[Stored data]
/---
PR #4622, opened 2020-05-13
Fix broken string in test error message

hugovk:
Hasn't cropped up because the test is passing :)

# Demo

```python
average_diff = 2
max_average_diff = 1
band = "R"

# broken
msg = "average pixel value difference {:.4f} > expected {:.4f} "
"for '{}' band".format(average_diff, max_average_diff, band)

print(msg)

# fixed
msg = (
    "average pixel value difference {:.4f} > expected {:.4f} "
    "for '{}' band".format(average_diff, max_average_diff, band)
)

print(msg)
```
```
average pixel value difference {:.4f} > expected {:.4f}
average pixel value difference 2.0000 > expected 1.0000 for 'R' band
```

### DIFF
--- a/Tests/test_image_reduce.py
+++ b/Tests/test_image_reduce.py
@@ -174,8 +174,10 @@ def assert_compare_images(a, b, max_average_diff, max_diff=255):
         average_diff = sum(i * num for i, num in enumerate(ch_hist)) / (
             a.size[0] * a.size[1]
         )
-        msg = "average pixel value difference {:.4f} > expected {:.4f} "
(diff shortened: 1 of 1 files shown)


radarhere:
Nice catch

hugovk:
Found by the new Flake8 3.8.

There's a few other minor things too, but I've not updated those (or pre-commit) yet as Black doesn't like it, so they can wait a bit.

https://github.com/psf/black/issues/195#issuecomment-627783652

PR #5122, opened 2020-12-22
Fixed comparison warnings

radarhere:
Helps #4586

- Fixed comparisons between int and unsigned long
- Applied @nulano's suggestions from #4752, fixing comparisons between unsigned int and int


nulano (approved):

hugovk:
Thanks!

PR #5149, opened 2020-12-28
Fix Out of bounds read when saving GIF of xsize=1

wiredfool:
Triggered in Tests/test_file_gif.py::test_optimize

There is a OOB read of size 1 when the width of the image is 1. 

Valgrind output:
```
Tests/test_file_gif.py::test_optimize **70** 
**70** **********************************************************************
**70** Tests/test_file_gif.py::test_optimize
**70** **********************************************************************
==70== Invalid read of size 1
==70==    at 0x87A7194: ImagingGifEncode (GifEncode.c:237)
==70==    by 0x877D519: _encode (encode.c:141)
==70==    by 0x64BF47: method_vectorcall_VARARGS (descrobject.c:300)
```

### DIFF
--- a/src/libImaging/GifEncode.c
+++ b/src/libImaging/GifEncode.c
@@ -241,8 +241,6 @@ ImagingGifEncode(Imaging im, ImagingCodecState state, UINT8* buf, int bytes)
                     break;
                 }
 
-                this = state->buffer[state->x++];
-
                 if (this == context->last) {
                     context->count++;
                 } else {
--- a/src/libImaging/GifEncode.c
+++ b/src/libImaging/GifEncode.c
@@ -233,6 +233,13 @@ ImagingGifEncode(Imaging im, ImagingCodecState state, UINT8* buf, int bytes)
                         }
 
                 }
+                /* Potential special case for xsize==1 */
+                if (state->x < state->xsize) {
+                    this = state->buffer[state->x++];
+                } else {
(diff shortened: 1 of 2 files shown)


src/libImaging/GifEncode.c
```diff
@@ -233,6 +233,13 @@ ImagingGifEncode(Imaging im, ImagingCodecState state, UINT8* buf, int bytes)
...
                 }
+                /* Potential special case for xsize==1 */
+                if (state->x < state->xsize) {
+                    this = state->buffer[state->x++];
+                } else {
+                    EMIT_RUN(label0);
+                    break;
+                }
 
                 this = state->buffer[state->x++];
```
radarhere, line 244:
```suggestion
```

I don't have valgrind setup, so I'm not on top of this - but did you mean to remove this line (so that it could be replaced by your new ones)? Because doing so causes the tests to pass.

wiredfool: Yeah, that was a bad rebase, as this was originally (accidentally) written on top of a branch that was a year old. (I mean, last update was Dec 23, how out of date could it be?)

wiredfool: You should have an invite from a couple days back for a docker image that will do valgrind.

radarhere: Ah, yes, I see. Thanks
\---
WORK INSTRUCTION: Give the count of lines in the data above that hold the string "last", with no additional words.

ANSWER FOR THIS EXERCISE: 2